Archives historiques de la région de Bienne, du Seeland et du Jura bernois
Rousseau über seinen Aufenthalt in Biel
Region / Agglomeration Biel - Stadt Biel - übrige Orte - Ein- und Auswanderung - Persönlichkeiten"Die Uebertriebenheit eines solchen Befehls machte seine Ausführung allerdings unmöglich; denn mitten in dieser von Wasser eingeschlossenen Einsamkeit, wo mir von Einhändigung des Befehls an nur vierundzwanzig Stunden blieben, um mich zur Abreise zu rüsten und Boote und Wagen zum Fortkommen von der Insel und aus dem ganzen Staatsgebiete zu finden, das hätte ich kaum bewerkstelligen können, selbst wenn ich Flügel gehabt hätte. Ich schrieb dies dem Herrn Landvogt zu Nidau in Beantwortung seines Briefes und beeilte mich, aus diesem Lande der Ungerechtigkeit zu scheiden. Auf diese Weise musste ich meinen Lieblingsplan aufgeben, und da ich es in meiner Entmutigung nicht hatte durchsetzen können, dass man über mich verfügte, so entschloss ich mich auf die Einladung Mylord Marschalls hin zur Reise nach Berlin, während ich Therese den Winter über mit meinen Sachen und Büchern auf der Insel Saint-Pierre liess und meine Papiere den Händen Du Peyrous anvertraute. Ich betrieb alles so eilig, dass ich schon am folgenden Morgen von der Insel abreiste und noch vor Mittag in Biel anlangte. Wenig hätte gefehlt, so hätte meine Reise durch einen Zwischenfall, den ich nicht übergehen darf, schon hier ihr Ende erreicht.

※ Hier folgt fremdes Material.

PR #659, opened 2022-02-28
Generate and attribute structure from a forte entry class based on the fully qualified name #570

### LINKED ISSUE #570: Generate and attribute structure from a forte entry class based on the fully qualified name

Xuezhi-Liang:
This PR fixes #570 

### Description of changes

### Test Conducted


forte/data/entry_type_generator.py
```diff
@@ -1,4 +1,5 @@
 import functools
```
hunterhector, line 1: Let's include the apache license

forte/data/entry_type_generator.py
```diff
@@ -10,6 +11,15 @@ def _get_type_attributes():
     return type_attributes
 
 
+def _get_entry_attribute_by_class(input_entry_class: str):
+    modname, _, clsname = input_entry_class.rpartition(".")
```
hunterhector, line 15: Maybe we should use the utilities [here](https://github.com/asyml/forte/blob/master/forte/utils/utils.py#L79) to get class and import, which would help future debugs:

forte/data/entry_type_generator.py
```diff
@@ -10,6 +11,15 @@ def _get_type_attributes():
     return type_attributes
 
 
+def _get_entry_attribute_by_class(input_entry_class: str):
```
hunterhector, line 14: though docstring for private classes is not required, still helpful to have for clarity

forte/data/entry_type_generator.py
```diff
@@ -10,6 +11,15 @@ def _get_type_attributes():
...
+    modname, _, clsname = input_entry_class.rpartition(".")
+    mod = importlib.import_module(modname)
+    try:
+        return list(getattr(mod, clsname).__annotations__.keys())
```
hunterhector, line 18: So we are relying on the class annotations to find the attributes? This might be OK, but this means we need to enforce all entry classes are generated from our `JSON` files (previously, an alternative way is that one can actually modify the classes). 

That being said, this solution may still be OK. I just would like to confirm is this the only way to do this? If this is the case, we need to make a note to make sure our documentation enforce typing very strictly.

forte/data/entry_type_generator.py
```diff
@@ -10,6 +11,15 @@ def _get_type_attributes():
...
+    except AttributeError:
+        return []
+
+
 class EntryTypeGenerator:
```
hunterhector, line 23: Need class level docstring.

forte/data/entry_type_generator.py
```diff
@@ -10,6 +11,15 @@ def _get_type_attributes():
...
     def __init__(self):
```
hunterhector, line 24: Unused `__init__`, maybe delete it.

forte/data/entry_type_generator.py
```diff
@@ -39,3 +49,25 @@ def get_type_attributes():
```
hunterhector, line 49: 1. Missing return type.
2. I think we need to rewrite the docstring a bit. First, we need to make sure we include  `Return`. And we also need to explain the behavior of this function. For example, it might be important that we mention this actually relies on type annotation.

forte/data/entry_type_generator.py
```diff
@@ -39,3 +49,25 @@ def get_type_attributes():
 
         """
         return _get_type_attributes()
+
+    @staticmethod
+    def get_entry_attribute_by_class(input_entry_class: str):
```
hunterhector, line 54: 1. missing return type
2. wrong documentation format, missing arguments, missing return types.  
3. To be more accurate, we should probably write the docstring with [doctest format](https://docs.python.org/3/library/doctest.html) (which will ensure the documentation will also be tested!) , i.e. using `>>>` and return values. We often use doctest for utilities, like [here](https://github.com/asyml/forte/blob/master/forte/utils/utils.py#L240).

tests/forte/data/entry_type_generator_test.py
```diff
@@ -15,5 +16,37 @@ def test_get_type_attributes(self, mock_get_type_attributes):
...
+            "ft.onto.base_ontology.Title": [],
+            "ft.onto.metric.SingleMetric": ["value"]
+        }
+        for entry_name in entry_name_attributes_dict.keys():
+            attribute_result = EntryTypeGenerator.get_entry_attribute_by_class(
+                entry_name
+            )
+            self.assertEqual(
+                attribute_result, entry_name_attributes_dict[entry_name]
+            )
```
hunterhector, line 48: So there is nothing particularly wrong with the test cases. However, if one day we updated the ontology file, this test may fail.

One idea is that you can create some dummy example ontology class here (for example, copy the `Sentence` class here but rename it). That way we can test on those classes.

hunterhector:
btw, when we are adding new files, we need to make sure they are picked up by the documentation runner, which means we need to add them to the appropriate files [here](https://github.com/asyml/forte/tree/master/docs/code).

We are updating our guide to make these more explicitly, but it is still good to refer to our docstring guide [here](https://github.com/asyml/forte/blob/master/CONTRIBUTING.md#docstring)

forte/data/entry_type_generator.py
Xuezhi-Liang: Will add it in the next PR.

forte/data/entry_type_generator.py
Xuezhi-Liang: OK, In new PR will modify this.

forte/data/entry_type_generator.py
Xuezhi-Liang: Will delete in new PR

tests/forte/data/entry_type_generator_test.py
Xuezhi-Liang: Will refactor the test cases in the new PR.

forte/data/entry_type_generator.py
Xuezhi-Liang: This script is created by @qinzzz. Can I delete something like [get_type_attributes()](https://github.com/asyml/forte/blob/366692ba6edfdbcf4b2738cca75ff976b16c456e/forte/data/entry_type_generator.py#L19) function, cause we already changed  the issue's description.

forte/data/entry_type_generator.py
Xuezhi-Liang: Modified in new PR.

forte/data/entry_type_generator.py
Xuezhi-Liang: Now we have two ways to find the attributes, one is __annotations__, the other one is __dataclass_fields__.  like the below image shows.
image

However, when we use __dataclass_fields__, It will also find the attributes of the parent class. as the below image shows.
image

So from my side,  __annotations__ may be the only way to do this.

Xuezhi-Liang:
> btw, when we are adding new files, we need to make sure they are picked up by the documentation runner, which means we need to add them to the appropriate files [here](https://github.com/asyml/forte/tree/master/docs/code).
> Already added entry_type_generator.py
> We are updating our guide to make these more explicitly, but it is still good to refer to our docstring guide [here](https://github.com/asyml/forte/blob/master/CONTRIBUTING.md#docstring)

forte/data/entry_type_generator.py
hunterhector: Need to add docstring to the class to explain what the class does.

forte/data/entry_type_generator.py
hunterhector: yes, please add typing and modify docsting accordingly. When @qinzzz drafted the class she didn't know the final outcome. So now is the time to finalize them.

forte/data/entry_type_generator.py
hunterhector: hmm, interesting. So `dataclass` fields might actually be better (less relying to type annotation). And we might actually want everything from all the ancestor classes. @qinzzz do you need the attributes from all the ancestors.

Xuezhi-Liang: If our Entry name is 'ft.onto.base_ontology.Token' or similar, we can use 'annotation' or '__dataclass_fields__' to get all the attributes.  And the difference is shown above.

However, when I use the entry name as 'entry_type_generator_test.TokenTest' in the test. The class does not have the '__dataclass_fields__' parameter. So in this case, we can non use '__dataclass_fields__' to do this.  As the below images shows.

image
image

So 'annotations' may be the only way to do this.

Xuezhi-Liang:
We use `__dataclass_fields__` to get type attributes based on all the discussions above.  @qinzzz  Could you please view if the code is ok?  Please inform @hunterhector to merge and close this issue if it's ok.

BTW, @hunterhector mentioned that it seems we do not need to design an entry-type generator class if we only have one function here.

forte/data/entry_type_generator.py
```diff
@@ -39,3 +52,39 @@ def get_type_attributes():
 
         """
         return _get_type_attributes()
+
+    @staticmethod
+    def get_entry_attributes_by_class(input_entry_class_name: str):
+        """Get type attributes by class name. input_entry_class_name should be
+        an object class dotted name path.
+        Please note must add "data class" decorator to all the class and their
```
hunterhector, line 60: Let's use the real name `dataclass` (remeber to use backtip), and provide a link to python: https://docs.python.org/3/library/dataclasses.html.  `dataclass` is a python concept and we need to follow the exact name. If you want to mention the decorator, literally just say `@dataclass`

Please also rephrase the sentence to make it grammatically correct, for example:

Note: This function is only applicable to classes decorated as Python `dataclass` since it relies on the `__dataclass_fields__` to find out the attributes.

forte/data/entry_type_generator.py
```diff
@@ -39,3 +52,39 @@ def get_type_attributes():
...
+        ancestors.
+
+
+        Args:
+            input_entry_class_name: An object class dotted name path.
+
+        Returns:
+             A list of attributes corresponding to the input class.
```
hunterhector, line 68: The documentation didn't mention what would happen if the input class is decorated by `dataclass`

hunterhector (dismissed):

hunterhector (approved):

Sobald sich das Gerücht verbreitete, dass ich den Befehl erhalten hatte, mein Asyl zu verlassen, empfing ich einen Strom von Besuchen aus der Nachbarschaft und namentlich von Bernern, die mit der verabscheuungswürdigsten Falschheit kamen, um mir den Hof zu machen, mich zu besänftigen und mir zu beteuern, man hätte sich den Augenblick der Ferien und der Unvollständigkeit des Senats zu Nutze gemacht, um diesen Befehl durchzusetzen und mir zuzustellen, über den nach ihrer Behauptung die »Zweihundert« entrüstet wären. Unter dieser Schar von Tröstern erschienen auch einige aus der Stadt Biel, einer kleinen, rings von Berner Gebiet umgebenen Freistadt, und unter andern ein junger Mann, Namens Wildermeth, dessen Familie den höchsten Rang einnahm und den Haupteinfluss in dieser kleinen Stadt besass. Wildermeth beschwor mich lebhaft im Namen seiner Mitbürger, mein Asyl unter ihnen zu nehmen, indem er mir die Versicherung gab, dass sie mich eifrig aufzunehmen wünschten, dass sie es sich zur Ehre anrechnen und eine Pflicht daraus machen würden, mich in ihrer Mitte die Verfolgungen vergessen zu lassen, die ich erlitten; dass ich bei ihnen keinen Einfluss der Berner zu befürchten hätte, dass Biel eine freie Stadt wäre, die sich von niemandem Gesetze vorschreiben liesse, und dass alle Bürger einstimmig entschlossen wären, auf kein gegen mich gerichtetes Gesuch zu hören.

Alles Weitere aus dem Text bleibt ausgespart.